Jill was in love. It was the late nineties, she was a sophomore at a competitive state university, and she found herself smitten with Kyle, a junior with a confident strut who also happened to be the editor of the school newspaper, which won him instant parental approval. By the end of that year, they were a serious couple. Jill knew that she had discovered not only true love but, to put it bluntly, great sex as well.
So when, after a year, she learned that Kyle spent quite a bit of time looking at pornography—first online, then, eventually, on videos too—she wasn’t immediately put off, despite being a psychology major who seriously questioned the morality of porn. “I was the kind of girlfriend who was up for anything sexually,” says Jill, who is 25, has hazel eyes, and works in PR. “When we were having sex, he’d call me his porn star, and I thought that was hot.”

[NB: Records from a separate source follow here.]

Issue #134, opened 2017-08-18
Drop update_indention_ref_fun_call() from style_tidyverse() 


lorenzwalthert:
Plus adapt tests.

PR #135, opened 2017-08-18
Fix unindention

### LINKED ISSUE #131: tikzDevice glitch
https://github.com/yihui/tikzDevice/commit/6e8cef0e6ecbadc698c4625f763805965b343198##commitcomment-23693950

lorenzwalthert:
This fixes #131. The problem is that it is not really really fixing it because of the interaction with the rule `update_indention_ref_fun_call()` (the first argument of `switch` in the example is right after `(`). `update_indention_ref_fun_call `  is implemented currently but should not really be part of `style_tidyverse()`. Hence, we have to drop the rule and adapt the tests first. I opened #134 for that.


tests/testthat/unindention/unindent_multi_line-in.R
```diff
@@ -0,0 +1,10 @@
+call(
+  engine,
+  xetex = {
+         x
+       },
+       luatex= {
+       x
+       },{
+   xx
+  } )
```
krlmlr: Do you want to add a `FIXME` with a reference here?

lorenzwalthert: `FIXME` to leave a line blank after `}`you mean?

krlmlr: Yes.

PR #136, opened 2017-08-18
Non invasive line breaker

### LINKED ISSUE #103: provide non-invasive alternatives for manipulating spaces and line-breaks
* rename invasive functions such as `add_line_break_afer_curly_opening()` to what they really are
    namely `set_line_break_afer_curly_opening()` etc.
* add less invasive functions `add_*()`, following the existing convention in R/rules-spacing.R. 
* update `get_transformers*()` and friends correspondingly (that is, use the invasive functions only if 
  `strict = TRUE`.

lorenzwalthert:
Closes #103 
Must be rebased on master after #133 is merged since it contains one commit of it.


lorenzwalthert:
`set*` functions are used if `strict = TRUE`, `add*` functions are used otherwise.

PR #138, opened 2017-08-19
Public API tests

### LINKED ISSUE #58: add tests for top-level styler (style_src() etc.) with various options

lorenzwalthert:
This closes #58.


lorenzwalthert:
No, it does not. I think we have enough tests to test the styling, so I just wanted to make sure no error is thrown when these top-level styler functions are called.

PR #142, opened 2017-08-21
Fix indention

### LINKED ISSUE #141: Indention based on operators only checks first potential trigger
Indention based on operators only checks first potential trigger.
``` r
test <- c(
  "1 + (", 
  "3", 
  ") %>%", 
  "x()"
)
cat(styler::style_text(test), sep = "\n")
#> 1 + (
#>   3
#> ) %>%
#> x()
```

`x()`  is not indented since it is only checked whether `+` causes indention (which is not the case since a multi-line expression follows and `(` will cause indention within the child). However, we need to check for all potential token that are triggers  (`+` and `%>%` here) and then indent on the first one for which we need indention.

lorenzwalthert:
Closes #141


R/modify_pd.R
```diff
@@ -80,30 +80,41 @@ indent_without_paren <- function(pd, indent_by = 2) {
...
+#'   for which it should be checked whether it should trigger indention.
+#' @return Returns `TRUE` if indention is needed, `FALSE` otherwise.
 #' @return `TRUE` if indention is needed, `FALSE` otherwise.
-needs_indention <- function(pd, opening) {
-  if (is.na(opening)) return(FALSE)
+needs_indention_one <- function(pd, potential_trigger) {
   before_first_break <- which(pd$lag_newlines > 0)[1] - 1
   if (is.na(before_first_break)) return(FALSE)
-  !any(pd$multi_line[opening:before_first_break])
+  !any(pd$multi_line[potential_trigger:before_first_break])
```
krlmlr: `seq2()`?

R/modify_pd.R
```diff
@@ -80,30 +80,41 @@ indent_without_paren <- function(pd, indent_by = 2) {
...
-  opening <- which(pd$token %in% token)[1]
-  if (!needs_indention(pd, opening)) return(numeric(0))
-  start <- opening + 1
+  potential_triggers <- which(pd$token %in% token)
+  needs_indention <- needs_indention(pd, potential_triggers)
+  trigger <- potential_triggers[needs_indention][1]
+  if (is.na(trigger)) return(numeric(0))
+  start <- trigger + 1
   stop <- npd - ifelse(indent_last, 0, 1)
   which(between(seq_len(npd), start, stop))
```
krlmlr: Could `seq2()` work here, too?

R/modify_pd.R
lorenzwalthert: Right.

R/modify_pd.R
lorenzwalthert: True.

PR #151, opened 2017-08-23
Remove flat relicts - part 2

### LINKED ISSUE #121: remove relicts of flat styling completely

lorenzwalthert:
Closes #121. As noted in https://github.com/krlmlr/styler/issues/121#issuecomment-324123183, code in vignettes that is now out-dated was replaced with rendered `md` before the respective code was removed.


lorenzwalthert:
Ok, yes right we wanted to mention it. What should the sub-directory be called then? I think `old` is a bad name... Since they were related to my initial GSOC Application, we could just call it `gsoc_proposal`?

krlmlr:
Sounds good.

lorenzwalthert:
Getting up to 93% coverage 😄. I think we should add a coverage badge to the README haha.

PR #152, opened 2017-08-23
No line break after switch and friends

lorenzwalthert:
As requested in https://github.com/krlmlr/rlang/pull/1#discussion_r134582400, it is now possible to not break the line in function calls where the text of the function is in `except_text_before`. I.e.
```r
switch(x, 
  z, 
  y
)
```
Will not be turned into 
```r
switch(
  x, 
  z, 
  y
)
```

Since there is no such rule in the tidyverse style guide yet, I suggest opening an issue or PR before merging this. 
Also, I am not sure whether the names of the functions should be an argument to `tidyverse_style()`. For now, they are not. `case_when()` might also be such a function that should be treated as an exception.


lorenzwalthert:
Sure. Should I submit an issue to the tidyverse style guide?

krlmlr:
Yes, please.

lorenzwalthert:
Do you think the text tokens be arguments in `tidyverse_style` as outlined above?

R/style_guides.R
```diff
@@ -75,7 +75,8 @@ tidyverse_style <- function(scope = "tokens",
         add_line_break_before_curly_closing,
       partial(
         set_line_break_after_opening_if_call_is_multi_line,
-        except_token = "COMMENT"
+        except_token_after = "COMMENT",
+        except_text_before = c("switch", "ifelse", "if_else")
```
krlmlr: Maybe expose an argument to `tidyverse_style()` that allows adding more exceptions?

R/style_guides.R
```diff
@@ -75,7 +75,8 @@ tidyverse_style <- function(scope = "tokens",
         add_line_break_before_curly_closing,
       partial(
         set_line_break_after_opening_if_call_is_multi_line,
-        except_token = "COMMENT"
+        except_token_after = "COMMENT",
```
krlmlr: Side note: I'm not sure about the `scope` argument to this function, maybe `scope` should be an argument of the top-level `style_()` functions? The default values of the arguments to this function here are useful, we can easily change that later.

R/style_guides.R
krlmlr: (Basically answering "yes" to your earlier question, if I understood correctly.)

R/style_guides.R
lorenzwalthert: Well you can do `style_text("a <- 3", scope = "tokens")`, so it is a top-level argument trough `...`

R/style_guides.R
lorenzwalthert: Ok, what how does that relate to https://github.com/tidyverse/style/issues/39? It seems to be about named arguments according to the answer there, and not to function names anyways.

R/style_guides.R
krlmlr: We can keep it for now and decide later.

R/style_guides.R
krlmlr: Let's merge this the way it is now and discuss rules that involve named/unnamed arguments separately.

PR #172, opened 2017-08-30
adapt line break rules.

### LINKED ISSUE #171: Don't force line break removal after opening paren in function call if next token is a comment
That should not happen.
``` r
cat(styler::style_text(c(
  "list( ", 
  "#", 
  "comment", 
  ")"
)), sep = "\n")
#> list( #
#>   comment
#> )
```

lorenzwalthert:
Closes #171.


tests/testthat/line_breaks_fun_call/line_breaks_and_comments-in.R
```diff
@@ -0,0 +1,15 @@
...
+  am
+)
+
+call(
+  # comment
+  am
+)
+
+call(am # comment
+) # FIXME: maybe move ')' up and switch position with the comment
```
krlmlr: Better push `am` to its own line then.

lorenzwalthert: Ok. So that means when checking whether an expression is multi-line, we also consider the closing `)`. So in general,
```r
call(a
)
```
Becomes
```r
call(
  a
)
```
Instead of 
```r
call(a)
```

krlmlr: I'd say only if a comment is involved, but both solutions work.

lorenzwalthert: Ok, I prefer the former then.

lorenzwalthert:
Because the `multi_line` attribute is not available at that stage, we can only check via `lag_newlines` whether an expression spans multiple lines. That means for example that 

```r
call(
  1,
  call2(3, 4, call(
    3,
    4, call(5, 6, call(
      2
    )
    )
  )
  )
)
```
Will become 

```r
call(
  1,
  call2(3, 4, call(
    3,
    4, call(5, 6, call(
      2
    ))
  ))
)
```
I think it's fine, since if you open multiple parentheses on one line, why not also closing them on the same line? It also plays nicely with indention. @krlmlr what do you think? Alternatively, we had to leave
```r
call(a
)
```
As is.

PR #182, opened 2017-09-05
Remove dplyr dependency

jimhester:
This aims to remove the dplyr dependency.

Currently this removes all dplyr dependencies but `left_join()` and `bind_rows()`. Both are slightly trick to remove, `left_join()` because we are joining nested dataframes, and `merge()` and `cbind()` both don't handle that case very well.

`bind_rows()` can be replaced in the simple case by `do.call(rbind.data.frame, ...)`, but there are some cases where styler is calling `bind_rows()` with a list of data frames, others where it is raw data.frames, and some where one of the arguments is actually `NULL`.


R/styler.R
```diff
@@ -19,7 +19,7 @@ if (getRversion() >= "2.15.1") {
   utils::globalVariables(c(
```
lorenzwalthert: Once we have removed the tidyr and dplyr dependency, we can probably also refrain from declaring the variables below as globals, right?

jimhester: No you still need them here because they are still used with Non-Standard Evaluation in arrange.

lorenzwalthert: Ok, right. And `filter` also I guess. I was just wondering whether it would be desirable to get rid of NSE completely.

krlmlr:
Awesome, thanks!

PR #3883, opened 2015-05-26
URL helper - Change redirect() signature

vlakoff:
Just a proposal to have your opinion on this.
Refinements yet to be done (documentation, etc.)

This let us do `redirect('foobar', 301)` instead of `redirect('foobar', 'auto', 301)`, the "auto" parameter being quite superfluous.


narfbg:
I agree that it would be a nicer API, but it's also a BC break and therefore can't happen in a minor version release.

CI4 is currently in planning and this will surely be changed in there, but can't consider it for 3.x.

PR #3884, opened 2015-05-27
Make sure not to show Error on production environment

kenjis:
I got the error display on production environment.

```
A Database Error Occurred

Error Number: HY000/1
no such table: project
SELECT * FROM "project" ORDER BY "score" DESC, "url" ASC LIMIT 100
Filename: models/ProjectRepository.php
Line Number: 70
```

### DIFF
--- a/system/core/Exceptions.php
+++ b/system/core/Exceptions.php
@@ -182,7 +182,12 @@ class CI_Exceptions {
 		include($templates_path.$template.'.php');
 		$buffer = ob_get_contents();
 		ob_end_clean();
-		return $buffer;
+
+		if (str_ireplace(array('off', 'none', 'no', 'false', 'null'), '', ini_get('display_errors')))
+		{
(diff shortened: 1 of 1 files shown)


narfbg:
This is controlled by configuration.

kenjis:
@narfbg What do you mean? How do I configure not to show error?

narfbg:
For a database error? By setting 'db_debug' to FALSE.

kenjis:
@narfbg Thank you!

User Guide:
> Conversely, setting the constant to ‘production’ will disable all error output. 

The description is not a bit correct.  `production` and `db_debug` to `FALSE` will disable *all* error output. Right?

narfbg:
Well, it's not incorrect, but rather 'db_debug' is overriding this ...

I see how it can be tricky, I'll think about the best way to solve that.

PR #3888, opened 2015-05-29
Clean up. Variable block indentation

itrea:
This has been a thorn in my eye for the past 5 years. I could not find anything in the styleguide about variable block indentation, so I thought I would give it a shot. If this one gets merged into base, then I will go through more of the code a start indenting.

### DIFF
--- a/application/config/config.php
+++ b/application/config/config.php
@@ -181,11 +181,11 @@ $config['permitted_uri_chars'] = 'a-z 0-9~%.:_\-';
 | use segment based URLs.
 |
 */
-$config['allow_get_array'] = TRUE;
+$config['allow_get_array']      = TRUE;
 $config['enable_query_strings'] = FALSE;
-$config['controller_trigger'] = 'c';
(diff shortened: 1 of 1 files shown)


narfbg:
That's alignment, not indentation ... I know it may seem the same, but there's a slight difference.

There's nothing in the styleguide about it because it's appropriate in some cases and annoying in others - it can't possibly be a hard rule. We don't consider it important and thus, patches like the one you're proposing fall in the "change for the sake of change" category and are not accepted. Sorry.

itrea:
Thats ok. Thanks for the explanation.
I just noticed that the block that is already aligned, has been done using tabs, thats why it looks weird for me in vi.

narfbg:
That ... yea, because alignment is often confused with indentation and we do require tabs for indentation, some of that exists (I'm guilty of it as well). Of course, it became annoying so we now accept only "no alignment" or "align with spaces", kind of unofficially, but current code remains as is unless you need to change it for another reason. :)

In time, this changed. Kyle would sometimes e-mail her links to sites “he thought were really hot,” which made Jill more than a little uncomfortable. Sometimes, she’d drop by his house for a surprise visit and he’d have already “exhausted himself” with the computer…
They have since broken up, and have stopped talking. “He was a lot more innocent when he was younger,” she says. “He was looking for love and companionship. Now he just wants a good lay. I’m sure he’s looking for some huge-breasted, tight-assed bitch…”
These days, she feels “very jaded about love and sex,” but every so often, she finds her cynicism dissolving… “I think it will be really rare, and hopefully it will happen, that I can meet a guy who will be happy with only me.”